#### Task statement:
Your reply must be one number: the count of lines in the data below that contain "setup".

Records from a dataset
────────────────────────────────────────

PR #2672, opened 2026-07-09
ARSN-613: Properly return already exists error

benzekrimaha:
## Context

Concurrent MongoDB `createBucket` calls could silently behave as successful
idempotent writes. This prevented Cloudserver from distinguishing the winning
request from requests that lost the race and could allow a loser to overwrite
the winner's metadata.

This change restores an explicit `BucketAlreadyExists` contract matching the
other metadata backends. It must be deployed with
[Cloudserver #6222](https://github.com/scality/cloudserver/pull/6222), which
handles this result in normal and MPU shadow-bucket creation paths.

## Changes

- Use `$setOnInsert` for the metastore upsert so duplicate requests never
  overwrite existing bucket metadata.
- Return `BucketAlreadyExists` when the atomic upsert matches an existing
  metastore entry.
- Treat `BucketAlreadyExists` as success while initializing `usersBucket`.
- Treat `NamespaceExists` as success after a new metastore insert because an
  existing backing collection does not imply an existing bucket.
- Continue sharding after `NamespaceExists` and treat `AlreadyInitialized` as
  success.
- Keep callbacks outside Promise rejection handling so a callback exception
  cannot trigger a second callback.
- Return the Promise chain so callback exceptions propagate to the caller.

Issue: ARSN-613

### DIFF
--- a/lib/storage/metadata/mongoclient/MongoClientInterface.ts
+++ b/lib/storage/metadata/mongoclient/MongoClientInterface.ts
@@ -361,6 +361,7 @@ class MongoClientInterface {
            usersBucket to have attributes, we pre-create the
            usersBucket attributes here (see bucketCreation.js line
            36)*/
+        const log = this.logger;
         const usersBucketAttr = new BucketInfo(
             constants.usersBucket,
             'admin',
@@ -368,9 +369,12 @@ class MongoClientInterface {
             new Date().toJSON(),
             BucketInfo.currentModelVersion(),
         );
-        return this.createBucket(constants.usersBucket, usersBucketAttr, this.logger, err => {
-            if (err) {
-                this.logger.fatal('error writing usersBucket ' + 'attributes to metastore', { error: err });
+        return this.createBucket(constants.usersBucket, usersBucketAttr, log, createErr => {
+            if (createErr?.is?.BucketAlreadyExists) {
+                return cb();
+            }
+            if (createErr) {
+                log.fatal('error writing usersBucket attributes to metastore', { error: createErr });
                 throw errors.InternalError;
             }
             return cb();
@@ -412,8 +416,17 @@ class MongoClientInterface {
         ).makeSerializable();
         const m = this.getCollection<BucketMetastoreDocument>(METASTORE);
 
+        let vFormat = this.defaultBucketKeyFormat;
+        if (
+            bucketName === constants.usersBucket ||
+            bucketName === PENSIEVE ||
+            bucketName.startsWith(constants.mpuBucketPrefix)
+        ) {
+            vFormat = BUCKET_VERSIONS.v0;
+        }
+
         const payload = {
-            $set: {
+            $setOnInsert: {
                 _id: bucketName,
                 value: {
                     ...newBucketMD,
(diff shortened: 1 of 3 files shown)


tests/unit/storage/metadata/mongoclient/MongoClientInterface.spec.js
```diff
@@ -396,12 +396,28 @@ describe('MongoClientInterface::createBucket', () => {
         client.client = {};
     }
 
-    it('should succeed when the collection already exists (NamespaceExists)', done => {
+    it('should return BucketAlreadyExists when metastore entry already exists', done => {
```
maeldonn: nit: Could you use async await on new tests instead of callbacks ?

maeldonn (approved):

tests/unit/storage/metadata/mongoclient/MongoClientInterface.spec.js
benzekrimaha: Done in b2c70d29 ,the stubbed createBucket tests now use async/await with a `createBucketPromised` helper and `assert.rejects` for error cases.

lib/storage/metadata/mongoclient/MongoClientInterface.ts
```diff
@@ -361,19 +361,33 @@ class MongoClientInterface {
...
-            'admin',
-            'admin',
-            new Date().toJSON(),
-            BucketInfo.currentModelVersion(),
-        );
-        return this.createBucket(constants.usersBucket, usersBucketAttr, this.logger, err => {
-            if (err) {
-                this.logger.fatal('error writing usersBucket ' + 'attributes to metastore', { error: err });
+        const log = this.logger;
+        return this.getBucketAttributes(constants.usersBucket, log, err => {
```
francoisferrand: we should not make an extra API call !
- it is costly : extra IO → more load on mongo + more latency on the operation
- it does not protect against race condition → still need to handle actual conflict detection

francoisferrand (dismissed):

lib/storage/metadata/mongoclient/MongoClientInterface.ts
```diff
@@ -460,54 +465,46 @@ class MongoClientInterface {
                     log.debug('createBucket: failed to create bucket', { bucketName, result });
                     return cb(errors.InternalError);
                 }
+                if (result.matchedCount > 0 && result.upsertedCount === 0) {
```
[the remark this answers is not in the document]
benzekrimaha: Switched the metastore upsert from `$set` to `$setOnInsert` in `9654b07e` so a duplicate `createBucket` no longer overwrites existing bucket metadata before returning `BucketAlreadyExists`. Stub test updated accordingly (`modifiedCount: 0`, asserts `$setOnInsert`).

lib/storage/metadata/mongoclient/MongoClientInterface.ts
benzekrimaha: `usersBucketHack` now calls `createBucket` directly and treats `BucketAlreadyExists` as success when concurrent client setup wins the race. No `getBucketAttributes` pre-check only one write path, no extra Mongo read, and the race is handled by actual create conflict detection.

lib/storage/metadata/mongoclient/MongoClientInterface.ts
```diff
@@ -460,54 +465,46 @@ class MongoClientInterface {
...
+                                .then(() => cb(null))
+                                .catch(err => {
+                                    log.error('createBucket: enabling sharding', { error: err });
+                                    return cb(errors.InternalError);
+                                });
                         })
                         .catch(err => {
+                            if (err.codeName === 'NamespaceExists') {
+                                log.debug('createBucket: collection already exists', { bucketName });
+                                return cb(errors.BucketAlreadyExists);
```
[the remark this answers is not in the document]
benzekrimaha: When the metastore upsert inserts a new entry, `NamespaceExists` on `createCollection` means an orphaned backing collection, not a bucket-level duplicate, returning `BucketAlreadyExists` there was inconsistent and broke the existing regression *"should create a bucket whose backing collection already exists"*. Fixed in `07aa045b`: treat `NamespaceExists` as success after a new metastore insert and continue with sharding if enabled. `BucketAlreadyExists` remains reserved for metastore duplicates.

delthas (approved):
LGTM code-wise, but didnt go far into the whole issue. Let's wait for Francois approve before merging.

maeldonn (approved):

lib/storage/metadata/mongoclient/MongoClientInterface.ts
```diff
@@ -361,16 +361,21 @@ class MongoClientInterface {
...
             'admin',
             new Date().toJSON(),
             BucketInfo.currentModelVersion(),
         );
-        return this.createBucket(constants.usersBucket, usersBucketAttr, this.logger, err => {
-            if (err) {
-                this.logger.fatal('error writing usersBucket ' + 'attributes to metastore', { error: err });
+        return this.createBucket(constants.usersBucket, usersBucketAttr, log, createErr => {
+            if (createErr?.is?.BucketAlreadyExists) {
+                // Concurrent setup won the race to create usersBucket.
```
francoisferrand: nit: comment is not really useless, don't know what race or which context could race... (and documenting that here would be weird as well)

lib/storage/metadata/mongoclient/MongoClientInterface.ts
```diff
@@ -460,54 +465,50 @@ class MongoClientInterface {
...
+                                // Concurrent createBucket calls may race on
+                                // shardCollection after a successful
+                                // createCollection.
+                                if (err.codeName !== 'AlreadyInitialized') {
+                                    throw err;
+                                }
+                                log.debug('createBucket: collection already sharded', { bucketName });
+                            })
+                            .then(() => cb(null))
+                            .catch(err => {
```
francoisferrand: not correct: this would incorrectly catch an exception thrown by `cb`

(not clear if this was prevent before, with the refactoring...)

lib/storage/metadata/mongoclient/MongoClientInterface.ts
```diff
@@ -460,54 +465,50 @@ class MongoClientInterface {
...
-                                    .then(() => cb(null))
-                                    .catch(err => {
-                                        log.error('createBucket: enabling sharding', { error: err });
-                                        return cb(errors.InternalError);
-                                    });
+                            if (err.codeName === 'NamespaceExists') {
+                                // Metastore insert succeeded: an orphaned backing
+                                // collection is not a bucket-level duplicate.
+                                log.debug('createBucket: collection already exists', { bucketName });
+                                return finishAfterCollectionReady();
```
francoisferrand: not clear what this changes: seems to do the same thing, less readable because of the callback preventing from reading sequentially...

lib/storage/metadata/mongoclient/MongoClientInterface.ts
benzekrimaha: Removed

lib/storage/metadata/mongoclient/MongoClientInterface.ts
benzekrimaha: The callback is now invoked from the terminal two-argument .then(success, failure), so an exception thrown by cb is not caught and converted into a second callback. createBucket also returns the Promise chain. I also added a regression test asserting the callback is called once when it throws.

lib/storage/metadata/mongoclient/MongoClientInterface.ts
benzekrimaha: Removed `finishAfterCollectionReady` and restored the sequential `createCollection` → optional shardCollection flow. NamespaceExists and AlreadyInitialized are handled directly at their respective operation boundaries.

────────────────────────────────────────

#### Task answer:
2